> [Supplied entries]
= = = = =

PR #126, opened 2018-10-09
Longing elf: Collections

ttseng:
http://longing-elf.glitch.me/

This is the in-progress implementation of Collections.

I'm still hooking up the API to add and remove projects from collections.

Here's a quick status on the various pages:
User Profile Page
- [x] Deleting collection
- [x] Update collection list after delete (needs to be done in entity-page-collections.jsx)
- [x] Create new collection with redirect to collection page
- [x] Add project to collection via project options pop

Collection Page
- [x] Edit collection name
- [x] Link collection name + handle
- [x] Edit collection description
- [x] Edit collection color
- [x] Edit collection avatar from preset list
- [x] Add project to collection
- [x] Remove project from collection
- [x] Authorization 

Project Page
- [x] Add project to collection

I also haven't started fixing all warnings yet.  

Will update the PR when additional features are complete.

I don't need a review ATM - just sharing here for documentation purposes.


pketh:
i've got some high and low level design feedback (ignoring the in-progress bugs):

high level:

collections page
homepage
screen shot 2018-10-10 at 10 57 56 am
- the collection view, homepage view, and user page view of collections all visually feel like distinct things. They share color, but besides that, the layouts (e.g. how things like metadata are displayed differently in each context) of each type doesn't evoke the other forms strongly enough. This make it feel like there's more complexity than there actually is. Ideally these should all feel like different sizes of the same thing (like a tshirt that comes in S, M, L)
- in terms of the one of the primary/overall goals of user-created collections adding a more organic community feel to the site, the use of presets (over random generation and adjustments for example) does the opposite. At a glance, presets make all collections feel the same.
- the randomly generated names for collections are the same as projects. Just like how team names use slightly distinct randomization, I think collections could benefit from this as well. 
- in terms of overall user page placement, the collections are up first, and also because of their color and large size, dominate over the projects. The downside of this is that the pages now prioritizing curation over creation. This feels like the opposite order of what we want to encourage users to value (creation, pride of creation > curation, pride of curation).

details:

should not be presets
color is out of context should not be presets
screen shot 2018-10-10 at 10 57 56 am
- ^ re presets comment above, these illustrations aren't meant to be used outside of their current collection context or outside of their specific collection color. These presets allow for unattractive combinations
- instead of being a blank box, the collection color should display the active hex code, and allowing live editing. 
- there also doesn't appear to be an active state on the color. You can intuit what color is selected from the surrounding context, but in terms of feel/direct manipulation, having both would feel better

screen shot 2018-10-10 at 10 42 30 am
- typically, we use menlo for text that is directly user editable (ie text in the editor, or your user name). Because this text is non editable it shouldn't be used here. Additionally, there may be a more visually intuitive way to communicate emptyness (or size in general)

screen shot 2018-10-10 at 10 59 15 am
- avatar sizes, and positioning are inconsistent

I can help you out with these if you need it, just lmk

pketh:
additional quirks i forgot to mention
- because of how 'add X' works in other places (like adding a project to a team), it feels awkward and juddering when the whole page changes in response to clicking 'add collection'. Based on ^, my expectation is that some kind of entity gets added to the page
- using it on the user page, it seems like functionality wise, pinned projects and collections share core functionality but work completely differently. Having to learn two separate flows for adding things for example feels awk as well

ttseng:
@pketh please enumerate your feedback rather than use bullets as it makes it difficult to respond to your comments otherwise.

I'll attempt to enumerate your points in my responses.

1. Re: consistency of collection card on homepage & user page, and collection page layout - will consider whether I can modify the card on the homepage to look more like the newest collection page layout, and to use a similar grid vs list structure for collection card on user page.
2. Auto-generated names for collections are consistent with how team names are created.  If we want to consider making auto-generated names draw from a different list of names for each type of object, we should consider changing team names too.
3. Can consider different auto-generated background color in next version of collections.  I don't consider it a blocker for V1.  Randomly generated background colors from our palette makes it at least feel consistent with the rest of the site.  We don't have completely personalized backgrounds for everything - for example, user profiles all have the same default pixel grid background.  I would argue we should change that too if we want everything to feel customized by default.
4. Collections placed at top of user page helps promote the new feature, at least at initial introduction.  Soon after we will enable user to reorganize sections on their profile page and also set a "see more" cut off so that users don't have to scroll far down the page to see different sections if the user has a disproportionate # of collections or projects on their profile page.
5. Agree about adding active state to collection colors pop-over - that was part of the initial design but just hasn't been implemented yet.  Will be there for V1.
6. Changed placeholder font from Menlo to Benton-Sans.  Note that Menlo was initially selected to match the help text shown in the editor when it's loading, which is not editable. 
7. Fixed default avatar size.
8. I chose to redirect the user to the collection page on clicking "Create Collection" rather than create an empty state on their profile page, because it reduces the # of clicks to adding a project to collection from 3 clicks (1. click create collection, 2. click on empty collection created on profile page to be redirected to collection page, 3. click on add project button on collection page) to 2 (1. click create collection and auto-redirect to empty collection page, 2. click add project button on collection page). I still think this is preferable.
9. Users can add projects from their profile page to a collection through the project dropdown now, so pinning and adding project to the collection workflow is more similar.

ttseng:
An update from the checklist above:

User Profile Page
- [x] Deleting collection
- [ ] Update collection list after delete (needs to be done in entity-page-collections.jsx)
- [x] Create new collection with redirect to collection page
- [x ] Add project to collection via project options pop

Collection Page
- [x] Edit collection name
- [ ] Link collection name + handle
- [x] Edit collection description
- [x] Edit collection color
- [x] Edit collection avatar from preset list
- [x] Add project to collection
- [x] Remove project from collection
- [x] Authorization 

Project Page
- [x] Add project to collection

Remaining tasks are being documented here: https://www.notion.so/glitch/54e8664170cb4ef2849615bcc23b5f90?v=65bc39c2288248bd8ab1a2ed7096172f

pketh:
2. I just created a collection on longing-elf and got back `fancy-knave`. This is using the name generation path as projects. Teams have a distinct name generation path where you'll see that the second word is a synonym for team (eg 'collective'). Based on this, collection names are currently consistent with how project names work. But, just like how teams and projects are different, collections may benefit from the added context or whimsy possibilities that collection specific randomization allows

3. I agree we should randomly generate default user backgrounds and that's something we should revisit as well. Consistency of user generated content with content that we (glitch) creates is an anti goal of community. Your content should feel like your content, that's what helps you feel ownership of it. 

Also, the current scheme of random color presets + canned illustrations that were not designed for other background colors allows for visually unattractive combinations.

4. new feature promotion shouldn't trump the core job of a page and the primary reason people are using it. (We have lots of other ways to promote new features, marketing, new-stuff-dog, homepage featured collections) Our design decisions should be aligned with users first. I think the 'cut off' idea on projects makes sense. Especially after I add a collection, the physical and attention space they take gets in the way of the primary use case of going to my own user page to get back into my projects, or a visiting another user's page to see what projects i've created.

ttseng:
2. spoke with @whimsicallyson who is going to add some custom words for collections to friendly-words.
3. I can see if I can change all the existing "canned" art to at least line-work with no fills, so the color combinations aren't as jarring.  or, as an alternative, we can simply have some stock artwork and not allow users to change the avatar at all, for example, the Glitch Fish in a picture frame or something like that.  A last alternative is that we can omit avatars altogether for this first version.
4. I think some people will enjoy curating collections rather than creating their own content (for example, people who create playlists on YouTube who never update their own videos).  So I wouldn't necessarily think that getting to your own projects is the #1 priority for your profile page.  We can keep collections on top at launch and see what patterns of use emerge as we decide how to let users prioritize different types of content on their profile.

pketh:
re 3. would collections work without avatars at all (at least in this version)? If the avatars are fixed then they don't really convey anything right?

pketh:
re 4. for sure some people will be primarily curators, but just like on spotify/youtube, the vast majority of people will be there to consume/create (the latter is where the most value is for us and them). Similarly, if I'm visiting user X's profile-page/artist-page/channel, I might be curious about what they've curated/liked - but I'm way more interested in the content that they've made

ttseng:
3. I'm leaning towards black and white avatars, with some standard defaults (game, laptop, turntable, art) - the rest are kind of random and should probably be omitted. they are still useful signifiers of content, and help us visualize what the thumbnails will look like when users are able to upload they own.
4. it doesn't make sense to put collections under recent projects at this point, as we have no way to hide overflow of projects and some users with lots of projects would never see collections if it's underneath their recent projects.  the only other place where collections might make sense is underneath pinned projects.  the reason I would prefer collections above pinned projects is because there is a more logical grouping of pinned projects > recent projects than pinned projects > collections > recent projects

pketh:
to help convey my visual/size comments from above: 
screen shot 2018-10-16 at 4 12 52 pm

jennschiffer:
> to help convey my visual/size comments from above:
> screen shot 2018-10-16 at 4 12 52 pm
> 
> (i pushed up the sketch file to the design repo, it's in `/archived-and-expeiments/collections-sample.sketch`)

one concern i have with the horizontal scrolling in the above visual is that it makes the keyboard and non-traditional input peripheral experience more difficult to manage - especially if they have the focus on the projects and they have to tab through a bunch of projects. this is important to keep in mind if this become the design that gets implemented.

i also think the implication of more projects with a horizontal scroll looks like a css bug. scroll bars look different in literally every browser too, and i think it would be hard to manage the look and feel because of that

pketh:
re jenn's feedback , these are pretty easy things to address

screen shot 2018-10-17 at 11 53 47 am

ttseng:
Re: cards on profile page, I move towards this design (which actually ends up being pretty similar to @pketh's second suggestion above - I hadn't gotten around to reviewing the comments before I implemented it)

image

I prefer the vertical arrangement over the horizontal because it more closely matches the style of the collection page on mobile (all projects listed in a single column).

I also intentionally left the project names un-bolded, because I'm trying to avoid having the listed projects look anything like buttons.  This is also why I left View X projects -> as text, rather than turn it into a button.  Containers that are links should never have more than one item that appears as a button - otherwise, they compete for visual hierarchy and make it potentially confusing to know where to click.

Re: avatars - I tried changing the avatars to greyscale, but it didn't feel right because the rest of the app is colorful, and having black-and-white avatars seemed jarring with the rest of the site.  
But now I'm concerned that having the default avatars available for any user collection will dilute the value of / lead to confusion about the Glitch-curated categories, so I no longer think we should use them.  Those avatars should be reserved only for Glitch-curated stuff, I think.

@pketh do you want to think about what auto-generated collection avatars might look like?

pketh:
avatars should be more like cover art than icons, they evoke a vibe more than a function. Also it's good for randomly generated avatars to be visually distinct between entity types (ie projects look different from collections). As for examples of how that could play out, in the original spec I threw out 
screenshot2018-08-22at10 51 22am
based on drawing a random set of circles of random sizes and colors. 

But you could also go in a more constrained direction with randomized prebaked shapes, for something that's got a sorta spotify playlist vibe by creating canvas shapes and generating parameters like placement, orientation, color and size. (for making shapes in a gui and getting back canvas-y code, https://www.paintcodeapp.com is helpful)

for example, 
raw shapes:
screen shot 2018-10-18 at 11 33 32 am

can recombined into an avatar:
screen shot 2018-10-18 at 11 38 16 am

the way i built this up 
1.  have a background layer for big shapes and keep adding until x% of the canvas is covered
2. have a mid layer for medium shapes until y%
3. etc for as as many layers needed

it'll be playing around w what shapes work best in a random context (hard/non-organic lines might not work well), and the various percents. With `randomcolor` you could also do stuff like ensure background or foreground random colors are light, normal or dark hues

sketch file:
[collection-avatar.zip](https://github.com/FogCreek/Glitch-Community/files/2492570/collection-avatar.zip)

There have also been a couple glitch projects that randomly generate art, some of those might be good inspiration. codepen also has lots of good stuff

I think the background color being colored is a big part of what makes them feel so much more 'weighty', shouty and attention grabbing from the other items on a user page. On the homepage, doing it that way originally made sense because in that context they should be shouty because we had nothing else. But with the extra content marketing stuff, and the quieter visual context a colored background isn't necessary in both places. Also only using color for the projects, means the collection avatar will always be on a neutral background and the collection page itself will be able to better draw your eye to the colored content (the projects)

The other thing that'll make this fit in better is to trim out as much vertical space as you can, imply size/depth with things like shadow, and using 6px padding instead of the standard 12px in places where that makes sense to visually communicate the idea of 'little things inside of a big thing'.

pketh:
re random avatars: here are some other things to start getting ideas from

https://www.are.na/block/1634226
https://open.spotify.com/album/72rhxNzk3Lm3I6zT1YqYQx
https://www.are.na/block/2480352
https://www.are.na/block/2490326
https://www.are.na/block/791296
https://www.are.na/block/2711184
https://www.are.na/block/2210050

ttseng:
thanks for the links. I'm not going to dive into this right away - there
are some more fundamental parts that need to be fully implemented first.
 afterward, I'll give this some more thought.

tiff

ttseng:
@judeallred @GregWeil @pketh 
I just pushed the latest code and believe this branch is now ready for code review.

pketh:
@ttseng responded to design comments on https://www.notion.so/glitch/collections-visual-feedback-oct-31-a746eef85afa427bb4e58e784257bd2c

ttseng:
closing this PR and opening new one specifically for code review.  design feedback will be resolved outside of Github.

= = = = =

> [Task item]
Show me all lines in the records that contain "vertical".

> [Response]
I prefer the vertical arrangement over the horizontal because it more closely matches the style of the collection page on mobile (all projects listed in a single column).
The other thing that'll make this fit in better is to trim out as much vertical space as you can, imply size/depth with things like shadow, and using 6px padding instead of the standard 12px in places where that makes sense to visually communicate the idea of 'little things inside of a big thing'.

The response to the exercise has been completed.